"Yes, yes! I am sure it wasn't you. At such a time as this I am sure, quite sure, you could not tell me what was not true. I do believe you."
"I am speaking the truth to you. I say I didn't do it, and I don't know who did. I could not bear to be suspected by them—and they dismissed me. So we came here. Pattie doesn't know. I don't want her to know—unless my name is cleared some day, and everything comes out. Only, you will remember that it was not I. And Pattie will be alone in the world."
"No, not alone. She can never be alone while God is with her. He is with you too—at hand to help you."
Dale smiled dimly.
"If He wasn't—I should be in a bad way now," he panted. His breath came very painfully.

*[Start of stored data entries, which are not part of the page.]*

Issue #203, opened 2020-07-27
Use with "Play next video automatically"


ltGuillaume:
I am using Kodi via LibreELEC on a Raspberry Pi 2, without the use of the library. I'm trying to get Up Next to work when I start playing a single file on an SMB share with several files in the same path.

In the Kodi settings under Player > Videos, there's the option "Play next video automatically", which automatically adds other files in a folder to Kodi's playlist (queue).

I assumed that this is the playlist (queue) that Up Next refers to in its settings ("Enable on playlists"), but am I wrong? Does Up Next only work for saved playlists?

If so, can Up Next also be made to work for Kodi's ad-hoc playlist/the queue?

__Edit__: I may have searched the issues with the wrong keywords, may be duplicate of #199. But trying the latest master (with #198 merged) did not change anything.

dagwieers:
I would expect this to work already. There should not be a difference in how this works for local or SMB/NFS content. (I am using NFS myself).

In all three cases, we rely on Kodi's media library to know what the next episode is based on the existing episode and the information stored in Kodi. We do not need the "Play next video automatically" to be enabled. There is no advantage to have this, if you have Up Next installed.

Please share your Kodi debug log (preferably, restart and perform a minimum set of action to reproduce this) so we can see what Up Next is doing.

ltGuillaume:
Aha, but there is! I do not use the Kodi library in any way: none of the local and SMB locations I have set up are included in the Kodi database. 

As such, Up Next won't be able to find the next episode in the database, but it _would_ be able to honor the next playlist item.

I thought this would be where the setting "Enable on playlists" would come in. I'd say it's rather confusing that it doesn't.

I went through the debug log, but there is no mention at all of Up Next trying to find a file to play next, but that makes sense if it only considers entries from the database.

dagwieers:
So the main question remains why Kodi is not playing the next file. What type of files did you select in the settings? I assume Kodi does not know what is a series or a movie if it did not index the files...

But I think we can close the ticket.

ltGuillaume:
Kodi does add the files to the playlist and it will play the next file when it's at the end of a file. I just thought that "Enable on playlist" would trigger the Up Next popup 30 seconds (or custom time) before the end, because there's a next item in Kodi's playlist. Apparently it doesn't.

ltGuillaume:
> I just thought that "Enable on playlists" would trigger the Up Next popup (...) Apparently it doesn't.

[...]

Issue #199, opened 2020-07-13
Doesn't auto-play next episode


nuentes:
I've been having a weird issue with UpNext for a while. Hard to say how long, but I believe it goes back several versions. The dialog comes up just fine, and I can click both buttons, and they both work correctly if I manually click them. However, if I do nothing, the video simply ends. In the settings, I definitely have "Default action when nothing selected" correctly set to "Play".

I've tried an uninstall/reinstall of UpNext, and I've also downgraded from 1.1.2 to 1.0.5, and I have the exact same issue with either version. I was previously using the BOX skin, but I'm switching to Arctic Zephyr 2 and seeing the same issue on AZ2. All my media is added via Emby for Kodi. I have also confirmed that I do not have anything selected in the "Play next video automatically" setting for Kodi.

This logfile is from a clean Kodi boot (I still have 1.0.5 at the time of testing). I played an episode of a series. I skipped to the end of the episode and waited for the dialog to come up. For the first test episode, I selected "Watch Now" and the next episode correctly played. For the 2nd episode, I simply did nothing. The dialog came up, and the video player simply closed after the 20 seconds. Relevent part of my kodi logfile: https://paste.kodi.tv/vepepereca.kodi

dagwieers:
This is probably a duplicate of #139 or #170, please test PR #198

nuentes:
It looks like those commits were merged into master, so I downloaded and manually installed a zip of the master branch, and still had the same issue. I disabled and re-enabled the service just to be sure. I previously still had 1.0.5 installed (with auto-updates disabled) and now it shows 1.1.2 again.

I didn't mention it before, but this is installed on an Android device, if that's relevant.

nuentes:
Based on updates in 198, it sounds like this is something that could potentially be resolved by the way an addon handles playback. Would it make sense to report this in the Emby forums?

im85288:
@nuentes Emby for Kodi has two playback methods. If you selected Direct Paths (which I advise) then the behaviour is just like having your media locally installed in Kodi. The other method would use our addon integration method for showing upnext. It has all worked well in the past but not sure why it's not now. @angelblue05 does not seem to be active on Emby for Kodi so I think you'll have more success pursuing the issue here.

nuentes:
Direct Paths requires me to change how my media is added in Emby. Right now my media is added via local folder paths. However, in the near future, I hope to move them to NFS or SMB paths, which would allow me to switch to Direct Play.

[...]

Issue #197, opened 2020-07-01
No pop-up first video


hockeymachine86:
When I play a video (local library), I get no pop-up the first time I open kodi to watch.  Meaning that if I open kodi and start watching a series, no pop-up.  But if I manually select the next episode in the series, when I get to the end of that episode, I get an episode.

From the log: 
2020-06-30 20:07:48.629 T:7497  - Start watching episode 
2020-06-30 20:52:29.007 T:7497  - I have to manually open the next episode
Log Part 1: https://pastebin.com/sczn9FPx
Log Part 2: https://pastebin.com/fG2rRt2c

dagwieers:
I think this is because Kodi does not know what the season and episode is because it does not understand the formatting. You probably have to reconfigure Kodi to make it understand 3x19, or rename your files to use the S02E05 convention.



This is not an Up Next bug.

hockeymachine86:
Thanks. Is there a reason it shows up after the first video plays. Meaning if I watch 3x19, it doesn't popup, but if I open 3x20, it will popup when that one ends for me to continue onto 3x21?

dagwieers:
No, it should either work for all, or not work at all. And that is how it behaves for me with local video too. Only when Kodi doesn't know what the season/episode is, or did not determine that the next episode is available it will not show a pop-up notification. In your case it should if both requirements are met.

hockeymachine86:
Okay, so the issue I have is it doesn't work for the first video but then works onward.

hockeymachine86:
Wondering if it's because it doesn't know it exists. Am playing from a samba share. I have experienced the same from shield and firestick for reference.

dagwieers:
And this is the case for every series and every season? Or just in this particular case?
Also, episode 19 is not the first episode, so this is confusing.

dagwieers:
Are you playing from the Series interface in Kodi, or just from a video-listing?
Because, as I said, Kodi needs to know the season/episode of the file being played, and needs to know the next episode exists.
If you play from a video listing, it doesn't know any of this information, unless some files have been processed.

So I still don't think this is an Up Next issue, but related to how you have added files to Kodi. (Some have been indexed, others have not?)

hockeymachine86:
It's playing from a series listing. Yes happens with all series and seasons/episodes. Right episode 19 is the example of last watched episode. Each show is in its own folder and was added to the library as a TV show with each folder containing only a single TV show.

dagwieers:
[...]

Issue #196, opened 2020-07-01
Duplicate title


hockeymachine86:
When UpNext pop-ups up it shows a duplicate banner as seen in the photo attached. This is for playing a local file. 
![20200630_213907](https://user-images.githubusercontent.com/47342202/86272323-01531f00-bb94-11ea-967e-e10a2d01b15a.jpg)

dagwieers:
Please test the upcoming v1.1.3 release by testing PR #217 and reporting back.

PR #204, opened 2020-07-29
Fix queuing of next episode using playlist

thebertster:
Fixes issues with queuing of next episode via playlist:

1. We should not reset state if an episode ends, triggering the onPlayBackEnded event, when we have the next episode queued.
2. We should queue the next episode when the "Up Next" dialog is presented, but dequeue the next episode if the user cancels playback of the next episode.
3. We should not queue the next episode when the "Still Watching?" dialog is presented until and unless the user indicates they are indeed still watching.

### DIFF
--- a/resources/lib/player.py
+++ b/resources/lib/player.py
@@ -57,9 +57,11 @@ class UpNextPlayer(Player):
 
     def onPlayBackEnded(self):  # pylint: disable=invalid-name
         """Will be called when Kodi has ended playing a file"""
-        self.reset_queue()
-        self.api.reset_addon_data()
-        self.state = State()  # Reset state
+        if not self.state.queued:
+            # Reset if playback ended without the next episode being queued
+            self.reset_queue()
+            self.api.reset_addon_data()
+            self.state = State()  # Reset state
 
     def onPlayBackError(self):  # pylint: disable=invalid-name
         """Will be called when when playback stops due to an error"""
--- a/resources/lib/api.py
+++ b/resources/lib/api.py
@@ -51,6 +51,10 @@ class Api:
     def reset_queue():
         jsonrpc(method='Playlist.Remove', id=0, params=dict(playlistid=1, position=0))
 
+    @staticmethod
+    def dequeue_next_item():
+        jsonrpc(method='Playlist.Remove', id=0, params=dict(playlistid=1, position=1))
+
     def get_next_in_playlist(self, position):
         result = jsonrpc(method='Playlist.GetItems', params=dict(
             playlistid=1,
--- a/resources/lib/playbackmanager.py
+++ b/resources/lib/playbackmanager.py
@@ -145,14 +145,20 @@ class PlaybackManager:
                 elif showing_still_watching_page:
                     still_watching_page.update_progress_control(remaining=remaining, runtime=runtime)
             sleep(100)
-        if next_up_page.is_cancel() and not playlist_item:
+
+        if not playlist_item:
+            self.handle_user_interaction(next_up_page, still_watching_page, episode)
+
+        return showing_next_up_page, showing_still_watching_page
+
+    def handle_user_interaction(self, next_up_page, still_watching_page, episode):
+        if next_up_page.is_cancel():
             # Playback of next episode was cancelled - dequeue the next episode
             self.api.dequeue_next_item()
             self.state.queued = False
-        if still_watching_page.is_still_watching() and not playlist_item:
+        elif still_watching_page.is_still_watching():
             # User is still watching - queue the next episode
             self.state.queued = self.api.queue_next_item(episode)
-        return showing_next_up_page, showing_still_watching_page
 
     def extract_play_info(self, next_up_page, showing_next_up_page, showing_still_watching_page, still_watching_page):
         if showing_next_up_page:
--- a/resources/lib/playbackmanager.py
+++ b/resources/lib/playbackmanager.py
@@ -50,9 +50,6 @@ class PlaybackManager:
         if not include_play_count or self.state.current_episode_id == episode_id:
             return
 
-        if not playlist_item:
-            self.state.queued = self.api.queue_next_item(episode)
-
         # We have a next up episode choose mode
         if get_setting_int('simpleMode') == 0:
             next_up_page = UpNext('script-upnext-upnext-simple.xml', addon_path(), 'default', '1080i')
@@ -63,7 +60,8 @@ class PlaybackManager:
 
         showing_next_up_page, showing_still_watching_page = self.show_popup_and_wait(episode,
                                                                                      next_up_page,
-                                                                                     still_watching_page)
+                                                                                     still_watching_page,
+                                                                                     playlist_item)
         should_play_default, should_play_non_default = self.extract_play_info(next_up_page,
                                                                               showing_next_up_page,
                                                                               showing_still_watching_page,
@@ -94,7 +92,7 @@ class PlaybackManager:
             # Play local media
             self.api.play_kodi_item(episode)
 
-    def show_popup_and_wait(self, episode, next_up_page, still_watching_page):
+    def show_popup_and_wait(self, episode, next_up_page, still_watching_page, playlist_item):
         try:
             play_time = self.player.getTime()
             total_time = self.player.getTotalTime()
@@ -113,6 +111,9 @@ class PlaybackManager:
         showing_still_watching_page = False
         if int(self.state.played_in_a_row) <= int(played_in_a_row_number):
             self.log('showing next up page as played in a row is %s' % self.state.played_in_a_row, 2)
+            # Queue the next episode
+            if not playlist_item:
+                self.state.queued = self.api.queue_next_item(episode)
             next_up_page.show()
             set_property('service.upnext.dialog', 'true')
             showing_next_up_page = True
@@ -144,6 +145,13 @@ class PlaybackManager:
                 elif showing_still_watching_page:
                     still_watching_page.update_progress_control(remaining=remaining, runtime=runtime)
             sleep(100)
+        if next_up_page.is_cancel() and not playlist_item:
+            # Playback of next episode was cancelled - dequeue the next episode
+            self.api.dequeue_next_item()
+            self.state.queued = False
+        if still_watching_page.is_still_watching() and not playlist_item:
+            # User is still watching - queue the next episode
+            self.state.queued = self.api.queue_next_item(episode)
         return showing_next_up_page, showing_still_watching_page
 
     def extract_play_info(self, next_up_page, showing_next_up_page, showing_still_watching_page, still_watching_page):
--- a/resources/lib/playbackmanager.py
+++ b/resources/lib/playbackmanager.py
@@ -92,7 +92,7 @@ class PlaybackManager:
             # Play local media
             self.api.play_kodi_item(episode)
 
-    def show_popup_and_wait(self, episode, next_up_page, still_watching_page, playlist_item):
+    def show_popup_and_wait(self, episode, next_up_page, still_watching_page, playlist_item):  # pylint: disable=too-many-branches
         try:
             play_time = self.player.getTime()
             total_time = self.player.getTotalTime()
@@ -145,20 +145,14 @@ class PlaybackManager:
                 elif showing_still_watching_page:
                     still_watching_page.update_progress_control(remaining=remaining, runtime=runtime)
             sleep(100)
-
-        if not playlist_item:
-            self.handle_user_interaction(next_up_page, still_watching_page, episode)
-
-        return showing_next_up_page, showing_still_watching_page
-
-    def handle_user_interaction(self, next_up_page, still_watching_page, episode):
-        if next_up_page.is_cancel():
+        if next_up_page.is_cancel() and not playlist_item:
             # Playback of next episode was cancelled - dequeue the next episode
             self.api.dequeue_next_item()
             self.state.queued = False
-        elif still_watching_page.is_still_watching():
+        if still_watching_page.is_still_watching() and not playlist_item:
             # User is still watching - queue the next episode
             self.state.queued = self.api.queue_next_item(episode)
+        return showing_next_up_page, showing_still_watching_page
 
     def extract_play_info(self, next_up_page, showing_next_up_page, showing_still_watching_page, still_watching_page):
         if showing_next_up_page:


thebertster:
One too many branches for your lint settings in show_popup_and_wait() - would need quite a bit of a refactor to fix that! What do you want to do?

dagwieers:
@thebertster Disable that check. Some of the default checks have weird expectations from developers IMO.

thebertster:
> 
> 
> @thebertster Disable that check. Some of the default checks have weird expectations from developers IMO.

Done and agreed on some of the default pylint checks.

thebertster:
With regards to #203 I think there are quite a few additional things needed to handle user playlists properly. I don't use playlists myself so haven't tested that.

ltGuillaume:
> 
> 
> With regards to #203 I think there are quite a few additional things needed to handle user playlists properly. I don't use playlists myself so haven't tested that.

Using Kodi's videos setting "Play next video automatically" pre-populates the (user) playlist before playback, so in the case I'm describing, it should be straightforward (then again, nothing ever is in software development 😉).

MoojMidge:
> Fixes issues with queuing of next episode via playlist:
> 
> 1. We should not reset state if an episode ends, triggering the onPlayBackEnded event, when we have the next episode queued.

This should happen the other way round. The event is triggered independently of this addon, but while the state should not be reset in this event handler, the queue does need to be reset in the onPlayBackEnded event.

> 2. We should queue the next episode when the "Up Next" dialog is presented, but dequeue the next episode if the user cancels playback of the next episode.

Good pickup. 

> 3. We should not queue the next episode when the "Still Watching?" dialog is presented until and unless the user indicates they are indeed still watching.

Did this cause any problems? Need to be careful to not delay the queuing too much otherwise the original problem from #139 can re-occur.

resources/lib/player.py
```diff
@@ -57,9 +57,11 @@ def onPlayBackStopped(self):  # pylint: disable=invalid-name
...
     def onPlayBackEnded(self):  # pylint: disable=invalid-name
         """Will be called when Kodi has ended playing a file"""
-        self.reset_queue()
-        self.api.reset_addon_data()
-        self.state = State()  # Reset state
+        if not self.state.queued:
+            # Reset if playback ended without the next episode being queued
+            self.reset_queue()
+            self.api.reset_addon_data()
+            self.state = State()  # Reset state
```
MoojMidge, line 64: The queue needs to be reset here, but the state should not be.

See https://github.com/MoojMidge/service.upnext/commit/d5c46a2b9ae2b98898e12d3fa1483915445c49e5 for an alternative method.

thebertster: > 
> 
> > Fixes issues with queuing of next episode via playlist:
> > 
> > 1. We should not reset state if an episode ends, triggering the onPlayBackEnded event, when we have the next episode queued.
> 
> This should happen the other way round. The event is triggered independently of this addon, but while the state should not be reset in this event handler, the queue does need to be reset in the onPlayBackEnded event.

Yes, that makes sense. The problem was with resetting state at that point as it prevents Still Watching? from ever being invoked.
> 
> > 2. We should queue the next episode when the "Up Next" dialog is presented, but dequeue the next episode if the user cancels playback of the next episode.
> 
> Good pickup.
> 
> > 3. We should not queue the next episode when the "Still Watching?" dialog is presented until and unless the user indicates they are indeed still watching.
> 
> Did this cause any problems? Need to be careful to not delay the queuing too much otherwise the original problem from #139 can re-occur.

It's an affirmative action by the user to say they are still watching. While it's true that if the user presses the button at the very last moment before playback ends then the problem from #139 could happen, it's not a major issue from a user experience perspective.

But the alternative would be to enqueue the next episode by default and then dequeue it if the Still Watching dialog times out without the user pressing the button - but the concern there is that a similar race condition could happen where the RPC to dequeue could be processed after the next episode has already started to be played back. Again, from a user experience perspective, this would be a worse scenario than the above.

MoojMidge: > > > Fixes issues with queuing of next episode via playlist:
> > > 
> > > 1. We should not reset state if an episode ends, triggering the onPlayBackEnded event, when we have the next episode queued.
> > 
> > 
> > This should happen the other way round. The event is triggered independently of this addon, but while the state should not be reset in this event handler, the queue does need to be reset in the onPlayBackEnded event.
> 
> Yes, that makes sense. The problem was with resetting state at that point as it prevents Still Watching? from ever being invoked.
> 

I never used the Still Watching? feature, but upon checking my settings I saw it was actually set to 3, so in theory I should have seen the Still Watching? popup. I guess the state reset meant that this never worked on some systems.


> > > 1. We should queue the next episode when the "Up Next" dialog is presented, but dequeue the next episode if the user cancels playback of the next episode.
> > 
> > 
> > Good pickup.
> > > 1. We should not queue the next episode when the "Still Watching?" dialog is presented until and unless the user indicates they are indeed still watching.
> > 
> > 
> > Did this cause any problems? Need to be careful to not delay the queuing too much otherwise the original problem from #139 can re-occur.
> 
> It's an affirmative action by the user to say they are still watching. While it's true that if the user presses the button at the very last moment before playback ends then the problem from #139 could happen, it's not a major issue from a user experience perspective.
> 
> But the alternative would be to enqueue the next episode by default and then dequeue it if the Still Watching dialog times out without the user pressing the button - but the concern there is that a similar race condition could happen where the RPC to dequeue could be processed after the next episode has already started to be played back. Again, from a user experience perspective, this would be a worse scenario than the above.

I'm not sure either scenario is better or worse, one results in failure to playback, the other in unwanted playback. Personally I think it is a bigger issue that the addon doesn't perform its main intended function, but the Still Watching? function should not be broken to achieve this.

There is also a third scenario - where the autoPlayMode has been changed from the default. This could also result in unwanted playback.

I think the only way to resolve this for all scenarios is to use an onAVChange event handler that would stop unwanted playback.

MoojMidge: Actually onAVStarted may not be required.

Can you see if https://github.com/MoojMidge/service.upnext/tree/98f6d65781f18755ab47f3bd6b24bfbbc7470340 works for you?

Should also cover the fourth scenario where unwanted playback could occur - when hitting the close button on the Still Watching? popup.

thebertster: This is not working right. After the nth episode when the "Still Watching?" popup is displayed, I click "Continue watching" and the next episode plays immediately as expected, however UpNext does not trigger for that next episode at all.

MoojMidge: I have seen that happen before but haven't been able to reliably replicate. I believe it is related to the onPlayBackStarted event handler activating (when going to next playlist item) but before there is actually any stream to play.

Should be able to be fixed, but to help narrow down the problem can you clarify:

1. What type of content is being played? Local? Streaming via internet? From local or remote media server?
2. Is there any delay before playback starts once the previous file completes?
3. Observed behaviour is that clicking "Continue Watching" results in the the next episode playing, but after that UpNext fails to activate at all. Does this happen consistently whenever "Continue Watching" is clicked?
4. What happens when "Watch Now" is clicked from a regular UpNext notification, rather than waiting for playback to finish?

thebertster: > * What type of content is being played? Local? Streaming via internet? From local or remote media server?

From a Synology NAS via SMB over gigabit Ethernet and using a shared MariaDb database rather than the local database. Kodi itself is LibreELEC running on a fanless PC. Same issue also seen on a different Kodi running on a Raspberry Pi 3.

> * Is there any delay before playback starts once the previous file completes?

No, there is no perceptable delay.

> * Observed behaviour is that clicking "Continue Watching" results in the the next episode playing, but after that UpNext fails to activate at all. Does this happen consistently whenever "Continue Watching" is clicked?

Yes that's correct - it happens consistently with your build (tested a dozen or so times to be sure it wasn't an intermittent thing).

> * What happens when "Watch Now" is clicked from a regular UpNext notification, rather than waiting for playback to finish?

Just tested this and playback of next episode starts immediately as expected, but again UpNext doesn't trigger for that next episode. Again tried a few times and this is consistent.

I should note that with my original commits on this PR, which I've been using for a week or so now, everything is working fine for all my use cases 100% consistently but as you mention there is also autoPlayNextEpisode and playlists to consider (neither of which I use, so haven't tested behaviour).

I was also thinking about your comment that we should still be calling reset_queue() (but not reset state) in the onPlayBackEnded handler even when self.state.queued==True. I did code that up, and didn't encounter any change in behaviour, but was wondering if it could trigger yet another race condition in some corner case (potentially clearing the playlist *before* Kodi has queued up the next item?). I agree we should call reset_queue() at some point to clear the playlist but I'm thinking that will happen anyway...

Whatever happens subsequently (next episode is successfully played from the playlist, user presses STOP, some error occurs etc.), one of onPlayBackStarted, onPlayBackStopped or onPlayBackError should get triggered, all of which call reset_queue() anyway...

MoojMidge: My setup is DAS via USB3 to Odroid N2 running CoreElec, so faster storage and client somewhere in the middle

It's interesting to get some datapoints to figure out why all these issues are occurring, the original issue from #139 was only an intermittent thing for me, but can still occur depending on how late I click the Still Watching? button with this original PR.

> Just tested this and playback of next episode starts immediately as expected, but again UpNext doesn't trigger for that next episode. Again tried a few times and this is consistent.

I can only replicate this if the 5s delay onPlayBackStarted is reduced, but in doing so have noticed that there are some odd occasions where xbmc.Player().isPlaying() returns True, but xbmc.Player().getTotalTime() returns zero. Waiting for a bit longer results in getTotalTime() returning the correct duration. Perhaps caching has something to do with this? Have you changed the buffermode value to 1 or 4 by any chance? https://kodi.wiki/view/HOW-TO:Modify_the_video_cache#Cache_settings

Can you check if https://github.com/MoojMidge/service.upnext/tree/eacf14278b437720dbe84f77fabab5252ae9a3bf is any better?

> I was also thinking about your comment that we should still be calling reset_queue() (but not reset state) in the onPlayBackEnded handler even when self.state.queued==True. I did code that up, and didn't encounter any change in behaviour, but was wondering if it could trigger yet another race condition in some corner case (potentially clearing the playlist _before_ Kodi has queued up the next item?). I agree we should call reset_queue() at some point to clear the playlist but I'm thinking that will happen anyway...

This possible scenario should be covered, just didn't realise that the state reset was being done incorrectly as I never used the Still Watching? functionality. I'm guessing this was the reason for the issue reported in #135.

I can't trigger this possible scenario normally, but I did test something similar (was trying to see whether removing a playlist item would be enough to prevent the unwanted playback you were experiencing), and removing the playlist item doesn't seem to effect playback. If there was some scenario where the next item had not been queued yet, then the first playlist item gets removed (which does nothing), then the next item may or may not be queued, but reset_queue() should then get called on the next resulting onPlayBackStarted/onAVStarted.

> Whatever happens subsequently (next episode is successfully played from the playlist, user presses STOP, some error occurs etc.), one of onPlayBackStarted, onPlayBackStopped or onPlayBackError should get triggered, all of which call reset_queue() anyway...

The idea behind reset_queue() was to only remove the playlist entry that was just added. If it is only called onPlayBackStopped or onPlayBackError then the playlist will continue to grow. reset_queue() during onPlayBackStarted should cover most normal scenarios, but not also the stop/error events. It would therefore need to be changed to keep track of every item added or clear the entire playlist to cover both scenarios.

MoojMidge: > have noticed that there are some odd occasions where xbmc.Player().isPlaying() returns True, but xbmc.Player().getTotalTime() returns zero. Waiting for a bit longer results in getTotalTime() returning the correct duration

Hmmm this also happens intermittently even after the onAVStarted event fires. It is also possible that this is what is preventing UpNext working with Emby/EmbyCon in some situations.

Another go at fixing the problem: https://github.com/MoojMidge/service.upnext/tree/b8edb738ff0d6fcd897d41de1d19aedb3361aab5

MoojMidge:
Have continued plugging away at fixing this issue and ended up sticking fingers in everything...

https://github.com/MoojMidge/service.upnext/tree/97808a3baea278015a5309f6d5aa95da06e9b245

Not sure the best way to manage this (separate PR?) as the [changes ](https://github.com/im85288/service.upnext/compare/master...MoojMidge:master) are widespread and interconnected, but would appreciate some testing to check if all identified playback issues have been resolved.

Changes include:
- Adds the ability for UpNext to be used as a module to greatly simplify addon integration <sup name="fn1ref">[1](#fn1)</sup>
- Fix issue where Kodi identifies it has started playing a video stream but stream details have not yet loaded
- Fixes issue with seeking to end of file resulting in Kodi playing past the end of the file
- Fixes for handling of scenario where addons provide incorrect notification time/offset
- Fixes multiple timing issues and race conditions resulting from UpNext losing state information when previous streams stop too early/late, new streams start too early/late, video player threads are closed early/late. This should fix #117, #135, #139, #170, and #199. Testing required to confirm. <sup name="fn2ref">[2](#fn2)</sup>
- Addresses unresolved issues from #142
- Fixes issues where changing addon settings can result in UpNext losing state information
- Updated Api methods
- Increased amount of logging
- Allows less restrictive playlist operation. In general if it is in a playlist and playlist handling is enabled, then Up Next will try to handle it. This should address issue identified #203, however the functionality described in [comment-665702929](https://github.com/im85288/service.upnext/issues/203#issuecomment-665702929) may no longer work (if it ever did?)
- Searches for next episode in next season in Kodi library
- Includes implementation of PR #200
- Includes implementation of PR #77


<a name="fn1" href="#fn1ref">[1]</a>: Basic addon integration can be as simple as the following.
In addon.xml:
```
    <requires>
        ...
        <import addon="service.upnext" optional="true"/>
    </requires>
```
    
In code for playing stream:
```
    xbmcplugin.setResolvedUrl(handle, True, listItem)
    
    try:
        import upnext
    except Exception as e:
        xbmc.log(msg='Up Next addon not installed: %s' % e, level=xbmc.LOGWARNING))
        return
    
    upnext_info = dict(
        current_episode=listItem,
        play_url=url
    )
    
    upnext.send_signal(xbmcaddon.Addon().getAddonInfo('id'), upnext_info)
```

<a name="fn2" href="#fn2ref">[2]</a>: I believe this should also resolve a number of other previously reported issues, including #134, #196, #197, but further testing is required.

dagwieers:
@MoojMidge Fantastic!

A PR would definitely be the easiest to review and discuss, however I think the best way forward is to create PR in small stand-alone chunks. For instance, a lot of the bug-fixes will work without any new functionality or restructuring.

I am not saying you need to create PRs for the smallest possible chunk, just a PR for everything that is understandable by itself. (So a bunch of one-line fixes scattered over the code can definitely go together since it makes it possible to review those changes in isolation inside the one PR)

This will also make the process easier to merge the obvious patches asap, and discuss and iterate over the harder/complexer changes in e.g. design.

dagwieers:
For those interested, I think the changes can be viewed here: https://github.com/im85288/service.upnext/compare/master...MoojMidge:master

MoojMidge:
> For instance, a lot of the bug-fixes will work without any new functionality or restructuring.

Maybe. I'll have to have a look at how to split it all up, but the major bug fixes were squashed by moving functionality into UpNextPlayer, from PlayItem, UpNextMonitor, and PlaybackManager, in order to prevent the issues from occurring.

My mistake was also updating State, Api, and utils at the same time, as this was needed to properly keep track of state. Should have done this beforehand.

> however I think the best way forward is to create PR in small stand-alone chunks.

Let me figure out how to use git and I will try and split all this up into manageable PRs

dagwieers:
If it is hard to impossible to get simple fixes out, make one PR and we will see :-)

dagwieers:
PR #77 and PR #200 are definitely not ready to be included though.

dagwieers:
BTW If you make a PR, please create a named branch first, otherwise we might have issues later. `git checkout -b big-rewrite`

MoojMidge:
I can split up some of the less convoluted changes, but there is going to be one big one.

"Would you like to see the clergyman?"
"He has been. I should like to see him again. Soon—if possible."
Dale closed his eyes. Cragg wondered whether he would live until the Vicar could come. He doubted it. He would have liked to kneel down by the sick-bed and to offer up a few words of prayer, but shyness withheld him. He muttered only a subdued, "God bless you, poor fellow!" and then without another word he cautiously tip-toed from the room. Outside the door the nurse stood waiting.
"I'll ask the Vicar to call. He says he would like to see him at once, if I can get him. He looks bad," observed Cragg.
"He won't be here much longer. But he's ready to go," the nurse said confidently. "To hear him praying in the night—! I'm sure I wish everybody else was as ready as Mr. Dale is to go."